Röschen Wollstein née Marcuse

Location 
Michaelkirchplatz 18
District
Mitte
Stone was laid
16 April 2002
Born
13 June 1878 in Berlin
Occupation
Kauffrau / Stadtverordnete
Deportation
on 15 August 1942 to Riga
Murdered
18 August 1942 im Ghetto Riga
Röschen Marcuse came from a Jewish family and married Ludwig Wollstein, a lathe operator who ran an office of the newspaper Vorwärts in the 1920s. She was a member of the SPD and head of the Mitte branch of the worker's welfare association, AWO. In 1920, she became a member of the Mitte district council. In 1930, she and her family left the Jewish community. In March 1933, Wollstein was re-elected to Mitte council and in June 1933 she became a member of the town council, replacing a colleague. She was unseated and barred from acting as a district or city councillor after the Decree for Safety of the Leadership of State was passed in July.

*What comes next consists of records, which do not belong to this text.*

PR #957, opened 2017-01-31
pkcs15-init,pkcs15-tool: reword --no-prompt to --use-pinpad (close #944)

### LINKED ISSUE #944: pkcs15-tool "--no-prompt" option rewording to "--use-pinpad"
Would like comments to reword the "--no-prompt" to "--use-pinpad".

--no-prompt looks a terrible wording for this, and it hides the fact that a pinpad is not used by default.

Will provide a pull request according to feedback.

nunojpg:
Wording was confusing for a novice user. Old option is mantained as an alias,
but will print to stderr a deprecation warning.

Deprecation related code is all marked with deprecated word to easy future removal.

### DIFF
--- a/src/tools/pkcs15-init.c
+++ b/src/tools/pkcs15-init.c
@@ -144,13 +144,14 @@ enum {
 	OPT_MD_CONTAINER_GUID,
 	OPT_VERSION,
 
-	OPT_PIN1     = 0x10000,	/* don't touch these values */
-	OPT_PUK1     = 0x10001,
-	OPT_PIN2     = 0x10002,
-	OPT_PUK2     = 0x10003,
-	OPT_SERIAL   = 0x10004,
-	OPT_NO_SOPIN = 0x10005,
-	OPT_NO_PROMPT= 0x10006
+	OPT_PIN1      = 0x10000,	/* don't touch these values */
+	OPT_PUK1      = 0x10001,
+	OPT_PIN2      = 0x10002,
+	OPT_PUK2      = 0x10003,
+	OPT_SERIAL    = 0x10004,
+	OPT_NO_SOPIN  = 0x10005,
+	OPT_USE_PINPAD= 0x10006,
+	OPT_USE_PINPAD_DEPRECATED
 };
 
 const struct option	options[] = {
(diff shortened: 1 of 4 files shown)


src/tools/pkcs15-init.c
```diff
@@ -201,7 +202,8 @@ const struct option	options[] = {
 	{ "insecure",		no_argument, NULL,		OPT_INSECURE },
 	{ "use-default-transport-keys",
 				no_argument, NULL,		'T' },
-	{ "no-prompt",		no_argument, NULL,		OPT_NO_PROMPT },
+	{ "use-pinpad",		no_argument, NULL,		OPT_USE_PINPAD },
+	{ "no-prompt",		no_argument, NULL,		OPT_USE_PINPAD_DEPRECATED },
```
frankmorgner: Please make it a silent option or simply remove the old option.

nunojpg:
AFAIK this option was not documented at all under doc/tools (I checked it.)

src/tools/pkcs15-init.c
nunojpg: Yes, also thought it was the better. Just didn't find any example of a silent option, in this code. Can you point me how to do it?

nunojpg: owh, I found, if the help is string (const char*) NULL it becomes silent. Will fix it. Thanks.

nunojpg:
@frankmorgner updated as advised.

src/tools/pkcs15-init.c
```diff
@@ -2627,8 +2630,10 @@ handle_option(const struct option *opt)
 	case OPT_NO_SOPIN:
 		opt_no_sopin = 1;
 		break;
-	case OPT_NO_PROMPT:
-		opt_no_prompt = 1;
+	case OPT_USE_PINPAD_DEPRECATED:
+		fprintf(stderr, "--no-prompt have been deprecated and will be removed. Use instead '--use-pinpad'.\n");
```
frankmorgner: Please change the messages to "'--no-prompt' is deprecated , use '--use-pinpad' instead.\n

nunojpg:
@frankmorgner updated.

frankmorgner:
good work, thanks!

PR #958, opened 2017-02-03
card-rtecp: Fix rtecp_change_reference_data (resolves #931)

### LINKED ISSUE #931: Can't store key on Rutoken ECP 2.0
Can't store SSH key on Rutoken ECP.
ART: 3b:8b:01:52:75:74:6f:6b:65:6e:20:44:53:20:c1

### Steps to reproduce

Opensc-0.16.0

```
rm ssh.key
echo | ssh-keygen -b 2048 -t RSA -f ssh.key
pkcs15-init -E
pkcs15-init -C --so-pin '12345678' --so-puk ''
pkcs15-init -P --id 2 -l "User" --so-pin '12345678'  --pin '12345678' --puk ''
pkcs15-init -a 2 -S ssh.key -l ssh.key --pin '12345678'
```
Error: "Failed to store private key: Invalid arguments"
Subsequent repeating of the last operation produces error: "Failed to store private key: File already extsts"

### Note

I do not want to generate key on the token. Key should be validated and backuped.

konstantinpersidskiy:
Hello

This branch resolves the issue #931 . I inspected some code and probably found out the cause of  the trouble. The problem seemed to appear in OpenSC of version 0.14.0 and higher and it was caused by rtecp-dependent code relying on previous implementation of function asn1_put_tag. So when asn1_put_tag was changed to treat long data more accurate, some of rtecp-dependent code became invalid in some cases. I rewrote that rtecp code and now it seems to work properly when it comes to importing long pieces of data (like RSA keys) to rtecp (tested on Rutoken ECP 2.0).

Regards, 
Konstantin Persidskiy

### DIFF
--- a/src/libopensc/card-rtecp.c
+++ b/src/libopensc/card-rtecp.c
@@ -446,7 +446,10 @@ static int rtecp_change_reference_data(sc_card_t *card, unsigned int type,
 	
 	max_transmit_length = sc_get_max_send_size(card);
 	assert(max_transmit_length > 2);
-	/* (2 + sizeof(rsf_length) + newlen) - total length of data we need to transfer, (max_transmit_length - 2) - amount of useful data we can transfer in one transmit (2 bytes for 0xA5 tag) */
+	/*
+	 * (2 + sizeof(rsf_length) + newlen) - total length of data we need to transfer,
+	 * (max_transmit_length - 2) - amount of useful data we can transfer in one transmit (2 bytes for 0xA5 tag)
+	 */
 	transmits_num = (2 + sizeof(rsf_length) + newlen) / (max_transmit_length - 2) + 1;
 	/* buffer length = size of 0x80 TLV + size of RSF-file + (size of Tag and Length)*(number of APDUs) */
 	buf_length = (2 + sizeof(rsf_length)) + newlen + 2*(transmits_num); 
--- a/src/libopensc/card-rtecp.c
+++ b/src/libopensc/card-rtecp.c
@@ -430,52 +430,69 @@ static int rtecp_change_reference_data(sc_card_t *card, unsigned int type,
 		const u8 *newref, size_t newlen, int *tries_left)
 {
 	sc_apdu_t apdu;
-	u8 tmp[2], buf[0x1000], *p = buf;
-	size_t taglen;
-	int r;
+	u8 rsf_length[2], *buf, *buf_end, *p; 
+	/* update used_buf_length after putting TLV */
+	size_t val_length, buf_length, max_transmit_length;
+	int apdu_num, r;
 
 	assert(card && card->ctx && newref);
 	sc_debug(card->ctx, SC_LOG_DEBUG_NORMAL, "newlen = %u\n", newlen);
-	if (newlen > sizeof(buf) - 2 - sizeof(tmp) - 2 * (sizeof(buf) / 0xFF + 1))
+	if (newlen > 0xFFFF)
 		SC_FUNC_RETURN(card->ctx, SC_LOG_DEBUG_NORMAL, SC_ERROR_INVALID_ARGUMENTS);
-
 	if (type == SC_AC_CHV && old && oldlen != 0)
 	{
 		r = sc_verify(card, type, ref_qualifier, old, oldlen, tries_left);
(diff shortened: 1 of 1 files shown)


dengert:
The comment in line 450 to 453 is hard to read, and not clear if this is code or not. Can you use:
```
/*
 * comment
 * comment
 */
```
You comment that the card in one case does not support sc_asn1_put_tag properly, but you also use sc_asn1_put_tag in another place. The card may be expecting SIMPLE-TLV not BER-TLV  a form of ASN.1. 
In SIMPLE-TLV  the length is either 1 or 3 bytes, the single length byte can be between 0-254. 
ISO 7816-4  "5.4.4 Data field bytes"

https://github.com/OpenSC/OpenSC/commit/abf8f36 has a version of simpletlv.c and simpletlv.c but its is not in master. 

Does the card really support chaining  (SC_APDU_FLAGS_CHAINING)? 

If it did, I would not expect each each segment to have to start with the A5 Len. 
The point in chaining is is to send large blocks in smaller segments, without having to add
extra fields for each segment.

What you might be seeing is the OpenSC code sees the chaining bit set, and sends multiple APDUs
to the card each with the A5 Len as you reconstructed the buffer to have the A5 len in the right places. But the card is ignoring the chaining bit. So in effect you are using the OpenSC chaining code to loop for you.

konstantinpersidskiy:
Comment  at 450-453 should really be a bit more neat - thanks for noticing

TLV-format used in rtecp is not SIMPLE-TLV and not BER-TLV - that's why we have to put A5 tags in a special loop, not with any of implemented in OpenSC functions. But when TLV length is less than 128, the output of asn1_put_tag() matches the expected format, and for putting TLV with small length asn1_put_tag() is used - to fit into general OpenSC codestyle

Rtecp supports chaining, but it's a bit 'special' either. The card doesn't ignore the chaining bit - it is needed to ensure the consistency of chaining APDU, but card also expects each transmit not to cut TLVs in parts, that's why it may look a little confusing.

src/libopensc/card-rtecp.c
```diff
@@ -430,52 +430,69 @@ static int rtecp_change_reference_data(sc_card_t *card, unsigned int type,
...
-	if (r == SC_ERROR_INVALID_ARGUMENTS)
+	
+	max_transmit_length = sc_get_max_send_size(card);
+	assert(max_transmit_length > 2);
+	/*
+	 * from inequality:
+	 * buf_length <= apdu_num * max_transmit_length;
+	 * 2 + sizeof(rsf_length) + newlen + 2 * apdu_num <= apdu_num * max_transmit_length;
+	 * apdu_num >= (2 + sizeof(rsf_length) + newlen) / (max_transmit_length -2) 
+	 */
```
frankmorgner: Please clearify the comments. If nobody knows what you're talking about you might as well remove the comments...

src/libopensc/card-rtecp.c
```diff
@@ -430,52 +430,69 @@ static int rtecp_change_reference_data(sc_card_t *card, unsigned int type,
...
-			newlen -= taglen;
-			if (newlen)
-				apdu.flags |= SC_APDU_FLAGS_CHAINING;
-		}
+		assert(buf_end - p >= (int)(newlen + 2));
+		if ((p - buf) % max_transmit_length + newlen + 2 > max_transmit_length)
+			val_length = max_transmit_length - (p - buf) % max_transmit_length - 2;
+		else
+			val_length = newlen;
+		assert(val_length <= newlen);
```
frankmorgner: please replace `assert` with proper error handling.

konstantinpersidskiy:
@frankmorgner , thanks for reviewing the code!

The assert you mentioned won't be triggered in any situation in this version of file - that is guaranteed by the if-else block (lines 471-474), but it'll help future developers to control violating of input data borders (if he change code between if-else and assert). Also asserts are used evwerywhere in this particular file, so I decided to follow the style and use them either.

I also changed the comment to be more informative and clear.

> If you change the comments, I'd merge this commit.
I'm looking forward to it!

frankmorgner:
Indeed, we could do much better with the error handling, but that shouldn't keep us from starting somewhere.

When a motorized Nazi procession of SS and SA men passed the stall where she was selling wares in Neukölln in June 1935, she reportedly said: I thought it was the idiots from Dalldorf [Dalldorf city asylum, today Karl Bonhoeffer Psychiatric Clinic Wittenau] on an excursion.“ She was reported to the police and arrested in October 1935. Although it could not be proven that she had said these words, she was sentenced to two months’ imprisonment for slander. Her husband died in 1940. On 13.8.1942, Röschen Wollstein was deported to Riga. There are no further traces of her. Her son Artur emigrated to Denmark in 1933. His brother Max, who had spent one year in a concentration camp, joined him there with his wife and daughter in 1937. Their sister Editha died in Berlin in 1940. Lastly, Herbert Wollstein, who was protected by the fact that he had children with his non-Jewish wife, was not deported and survived in Berlin.